06/05/2026
VitaMittwoch😃
Heute: Blutwerte „im Normbereich“ – und trotzdem Beschwerden? 🤔
Das hören wir sehr oft:
„Meine Werte sind eigentlich alle in Ordnung, aber ich fühle mich nicht gut.“😳
Wichtig zu verstehen: Der sogenannte Normbereich ist kein Optimalbereich.
Er basiert auf statistischen Durchschnittswerten einer großen Gruppe von Menschen – und darunter sind eben nicht nur gesunde, sondern viele bereits belastete oder kranke Personen (wieviele Menschen aus unserer Gesellschaft sind schon kerngesund?).
Das bedeutet:
👉 „In der Norm“ heißt nicht automatisch „gesund“
👉 Und manchmal auch gar nicht „optimal versorgt“
Und was oft übersehen wird:
Der Körper reagiert individuell. Manche Menschen entwickeln bereits Beschwerden, obwohl ihre Werte noch im Laborbereich liegen. Andere kompensieren lange – und fallen erst spät „aus der Norm“.
Deshalb ist es so wichtig, nicht nur auf einzelne Zahlen zu schauen, sondern auf das Gesamtbild:
• Symptome
• Verlauf
• Zusammenspiel der Werte
• individuelle Situation
☝Ein erfahrener Blick erkennt oft Zusammenhänge, die im Standardbefund untergehen.
Fazit:
Wenn du dich nicht wohlfühlst, nützt dir ein „alles in der Norm“ wenig.
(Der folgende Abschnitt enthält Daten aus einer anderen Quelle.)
PR #3540, opened 2025-07-14
Auto schemas from avro to parquet

Jeffail:
This PR uses the new common schema package from benthos in order to create a reusable method for creating parquet files with dynamic schemas extracted during avro decoding.

### DIFF
--- a/docs/modules/components/pages/processors/parquet_encode.adoc
+++ b/docs/modules/components/pages/processors/parquet_encode.adoc
@@ -38,7 +38,8 @@ Common::
 # Common config fields, showing default values
 label: ""
 parquet_encode:
-  schema: [] # No default (required)
+  schema: [] # No default (optional)
+  schema_metadata: ""
   default_compression: uncompressed
 ```
 
@@ -51,7 +52,8 @@ Advanced::
 # All config fields, showing default values
 label: ""
 parquet_encode:
-  schema: [] # No default (required)
+  schema: [] # No default (optional)
+  schema_metadata: ""
   default_compression: uncompressed
   default_encoding: DELTA_LENGTH_BYTE_ARRAY
 ```
@@ -171,6 +173,15 @@ fields:
   - name: bar
     type: BYTE_ARRAY
 ```
+
+=== `schema_metadata`
+
+Optionally specify a metadata field containing a schema definition to use for encoding instead of a statically defined schema. For batches of messages the first messages schema will be applied for all subsequent messages of the batch.
+
+
+*Type*: `string`
+
+*Default*: `""`
 
 === `default_compression`
 
--- a/docs/modules/components/pages/processors/parquet_encode.adoc
+++ b/docs/modules/components/pages/processors/parquet_encode.adoc
@@ -176,7 +176,7 @@ fields:
 
 === `schema_metadata`
 
-Optionally specify a metadata field containing a schema definition to use for encoding instead of a statically defined schema. For batches of messages the first messages schema will be applied for all subsequent messages of the batch.
+Optionally specify a metadata field containing a schema definition to use for encoding instead of a statically defined schema. For batches of messages, the first message's schema will be applied to all subsequent messages of the batch.
 
 
 *Type*: `string`
--- a/internal/impl/confluent/serde_goavro.go
+++ b/internal/impl/confluent/serde_goavro.go
@@ -17,14 +17,12 @@ package confluent
 import (
 	"context"
 	"encoding/json"
-	"errors"
 	"fmt"
 
 	"github.com/linkedin/goavro/v2"
 	franz_sr "github.com/twmb/franz-go/pkg/sr"
 
 	"github.com/redpanda-data/benthos/v4/public/bloblang"
-	"github.com/redpanda-data/benthos/v4/public/schema"
 	"github.com/redpanda-data/benthos/v4/public/service"
 
 	"github.com/redpanda-data/connect/v4/internal/impl/confluent/sr"
@@ -123,20 +121,6 @@ func (s *schemaRegistryEncoder) getAvroEncoder(ctx context.Context, schema franz
 	}, nil
 }
 
-func tryExtractCommonSchemaFromAvroBytes(rawUnion bool, specBytes []byte) (any, error) {
-	var as any
-	if err := json.Unmarshal(specBytes, &as); err != nil {
-		return nil, err
-	}
-
-	commonSchema, err := avroAnyToCommonSchema(rawUnion, as)
-	if err != nil {
-		return nil, err
-	}
-
-	return commonSchema.ToAny(), nil
-}
-
 func (s *schemaRegistryDecoder) getGoAvroDecoder(ctx context.Context, aschema franz_sr.Schema) (schemaDecoder, error) {
 	schemaSpec, err := resolveGoAvroReferences(ctx, s.client, s.cfg.avro.mapping, aschema)
 	if err != nil {
@@ -153,9 +137,11 @@ func (s *schemaRegistryDecoder) getGoAvroDecoder(ctx context.Context, aschema fr
 		return nil, err
 	}
 
-	var commonSchemaAny any
+	var commonSchema any
 	if s.cfg.avro.storeSchemaMeta != "" {
-		if commonSchemaAny, err = tryExtractCommonSchemaFromAvroBytes(s.cfg.avro.rawUnions, []byte(schemaSpec)); err != nil {
+		if commonSchema, err = ecsAvroFromBytes(ecsAvroConfig{
+			rawUnion: s.cfg.avro.rawUnions,
+		}, []byte(schemaSpec)); err != nil {
 			s.logger.With("error", err).Error("Failed to extract common schema for meta storage")
 		}
 	}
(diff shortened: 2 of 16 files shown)


internal/impl/confluent/serde_goavro.go
```diff
@@ -154,8 +177,175 @@ func (s *schemaRegistryDecoder) getGoAvroDecoder(ctx context.Context, schema fra
...
+					}
+					c.Children = append(c.Children, tmpC)
+				}
+			}
+		}
+	case string:
+		c.Type = avroTypeToCommonType(t)
+	case map[string]any:
+		// This is so ridiculous, I can't believe they've allowed the type field
+		// to be a union of three different types SMDH.
```
rockwotj: I agree it's a mess. BTW hamba abstracts over this quite nicely if you wanted to just traverse their parsed representation. We do this in the hamba processors to normalize some fields.

internal/impl/confluent/serde_goavro.go
```diff
@@ -154,8 +177,175 @@ func (s *schemaRegistryDecoder) getGoAvroDecoder(ctx context.Context, schema fra
...
+				case string:
+					c.Children = append(c.Children, &schema.Common{
+						Type: avroTypeToCommonType(ut),
+					})
+				case map[string]any:
+					tmpC, err := avroAnyMapToCommonSchema(ut)
+					if err != nil {
+						return nil, fmt.Errorf("union `%v` child '%v': %w", c.Name, i, err)
+					}
+					c.Children = append(c.Children, tmpC)
```
rockwotj: Unions are wierd in avro, we probably need to respect if the flags are saving the names or not. IE there is a flag `raw_unions` or something that toggles unions from:

```
{"my_union":{"string":"foo"}}
```

vs

```
{"my_union":"foo"}
```

For the schema where `my_union` is `["string", "int", "null"]`

Jeffail: Arghhhh, good point. Got an implementation that should cover it, there's probably some edge cases in there that we might need to follow up on.

internal/impl/parquet/processor_encode.go
```diff
@@ -30,19 +32,24 @@ func parquetEncodeProcessorConfig() *service.ConfigSpec {
 		// Stable(). TODO
 		Categories("Parsing").
 		Summary("Encodes https://parquet.apache.org/docs/[Parquet files^] from a batch of structured messages.").
-		Field(parquetSchemaConfig()).
-		Field(service.NewStringEnumField("default_compression",
-			"uncompressed", "snappy", "gzip", "brotli", "zstd", "lz4raw",
+		Fields(
+			parquetSchemaConfig().Optional(),
+			service.NewStringField("schema_metadata").
+				Description("Optionally specify a metadata field containing a schema definition to use for encoding instead of a statically defined schema. For batches of messages the first messages schema will be applied for all subsequent messages of the batch.").
```
josephwoodward:
```suggestion
				Description("Optionally specify a metadata field containing a schema definition to use for encoding instead of a statically defined schema. For batches of messages, the first message's schema will be applied to all subsequent messages of the batch.").
```

internal/impl/parquet/processor_encode.go
```diff
@@ -312,3 +347,92 @@ func (s *parquetEncodeProcessor) ProcessBatch(_ context.Context, batch service.M
...
+	case schema.Int64:
+		n = parquet.Int(64)
+	case schema.Float32:
+		n = parquet.Leaf(parquet.FloatType)
+	case schema.Float64:
+		n = parquet.Leaf(parquet.DoubleType)
+	case schema.String:
+		n = parquet.String()
+	case schema.Timestamp:
+		// TODO: add field to specify timestamp unit
```
josephwoodward: I presume this todo is for a later date (as opposed to something that was missed)? Would it be worth creating an issue for it?

docs/modules/components/pages/processors/parquet_encode.adoc
```diff
@@ -172,6 +174,15 @@ fields:
     type: BYTE_ARRAY
 ```
 
+=== `schema_metadata`
+
+Optionally specify a metadata field containing a schema definition to use for encoding instead of a statically defined schema. For batches of messages, the first message's schema will be applied to all subsequent messages of the batch.
```
mmatczuk, line 179: Could we perhaps have metadata on batch messages in benthos?
What about rebatching in the pipeline?

internal/impl/confluent/serde_goavro.go
```diff
@@ -121,8 +123,22 @@ func (s *schemaRegistryEncoder) getAvroEncoder(ctx context.Context, schema franz
...
 
-func (s *schemaRegistryDecoder) getGoAvroDecoder(ctx context.Context, schema franz_sr.Schema) (schemaDecoder, error) {
-	schemaSpec, err := resolveGoAvroReferences(ctx, s.client, s.cfg.avro.mapping, schema)
+func tryExtractCommonSchemaFromAvroBytes(rawUnion bool, specBytes []byte) (any, error) {
+	var as any
+	if err := json.Unmarshal(specBytes, &as); err != nil {
+		return nil, err
+	}
+
+	commonSchema, err := avroAnyToCommonSchema(rawUnion, as)
```
mmatczuk: Could we avoid passing the bool parameter from function to function? Maybe adding a type would help.

mmatczuk: It's not clear to me what is the benefit of this API that accepts any. It's coupled with what json package produces - consider changing the top level APIs to work on json as byte slice.

internal/impl/confluent/serde_goavro.go
```diff
@@ -121,8 +123,22 @@ func (s *schemaRegistryEncoder) getAvroEncoder(ctx context.Context, schema franz
...
+	if err != nil {
+		return nil, err
+	}
+
+	return commonSchema.ToAny(), nil
+}
+
+func (s *schemaRegistryDecoder) getGoAvroDecoder(ctx context.Context, aschema franz_sr.Schema) (schemaDecoder, error) {
```
mmatczuk, line 124: The `get` is not idiomatic Go - how about `GoAvroDecoderForSchema`?

internal/impl/confluent/serde_goavro.go
```diff
@@ -137,6 +153,13 @@ func (s *schemaRegistryDecoder) getGoAvroDecoder(ctx context.Context, schema fra
 		return nil, err
 	}
 
+	var commonSchemaAny any
```
mmatczuk: Why add type Any suffix to the name?

internal/impl/confluent/serde_goavro.go
```diff
@@ -154,8 +177,224 @@ func (s *schemaRegistryDecoder) getGoAvroDecoder(ctx context.Context, schema fra
...
+		c.Children = append(c.Children, schema.Common{
+			Type:     schema.Object,
+			Children: []schema.Common{childT},
+		})
+	}
+
+	return nil
+}
+
+func avroAnyMapToCommonSchema(rawUnion bool, as map[string]any) (schema.Common, error) {
```
mmatczuk: It feels like all the Avro helper functions that call themselves recursively could have a dedicated namespace / type and file.

internal/impl/confluent/serde_goavro.go
```diff
@@ -154,8 +177,224 @@ func (s *schemaRegistryDecoder) getGoAvroDecoder(ctx context.Context, schema fra
...
+	var c schema.Common
+	c.Name, _ = as["name"].(string)
+
+	switch t := as["type"].(type) {
```
mmatczuk: Consider extracting to function / method.

internal/impl/confluent/serde_goavro.go
```diff
@@ -154,8 +177,224 @@ func (s *schemaRegistryDecoder) getGoAvroDecoder(ctx context.Context, schema fra
...
+
+			root.Children = append(root.Children, cObj)
+		}
+		return root, nil
+	}
+	return schema.Common{}, fmt.Errorf("expected either an array or object at root of schema, got %T", aRoot)
+}
+
+func avroHydrateRawUnion(c *schema.Common, types []any) error {
+	if c.Type, c.Optional = isUnionJustOptional(types); !c.Optional {
```
mmatczuk: Return early if condition is not met.

internal/impl/confluent/serde_goavro.go
```diff
@@ -121,8 +123,22 @@ func (s *schemaRegistryEncoder) getAvroEncoder(ctx context.Context, schema franz
 	}, nil
 }
 
-func (s *schemaRegistryDecoder) getGoAvroDecoder(ctx context.Context, schema franz_sr.Schema) (schemaDecoder, error) {
-	schemaSpec, err := resolveGoAvroReferences(ctx, s.client, s.cfg.avro.mapping, schema)
+func tryExtractCommonSchemaFromAvroBytes(rawUnion bool, specBytes []byte) (any, error) {
```
josephwoodward: (subjective): 'tryDoSomething` feels off here. Most functions attempt to do something and return an error if they can't, so perhaps try feels kind of redundant?

internal/impl/parquet/processor_encode.go
Jeffail: Yeah exactly, done https://github.com/redpanda-data/connect/issues/3570

docs/modules/components/pages/processors/parquet_encode.adoc
Jeffail: We could potentially expand the functionality to group messages within the processor by their schema hash but I figured to start with we enforce that all batched messages must match in schema. If users are mixing schemas in a pipeline they'll be expected to use a `group_by` processor beforehand, which is how this processor currently works (with the static schemas).

internal/impl/confluent/serde_goavro.go
Jeffail: its the same for all the other schema formats, we can change it later if we need to refactor the package.

internal/impl/parquet/processor_encode.go
josephwoodward: If the TODO is staying, would it be helpful to reference the issue number/link in the TODO?

mmatczuk (approved):

internal/impl/parquet/processor_encode.go
Jeffail: Good catch, done 👍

Es lohnt sich immer, genauer hinzusehen – und die Werte im Kontext zu interpretieren.
Wenn wir Nährstoffe 💊einsetzen, dann immer gezielt, um bestimmte Ziele zu erreichen - und evaluieren im Verlauf, ob das auch eingetreten ist, nur dann ist die Einnahme sinnvoll. Wir wollen keine 'Laborkosmetik' betreiben, nur damit alles am Befund besser aussieht; es geht immer um den Kontext mit gewissen Beschwerden.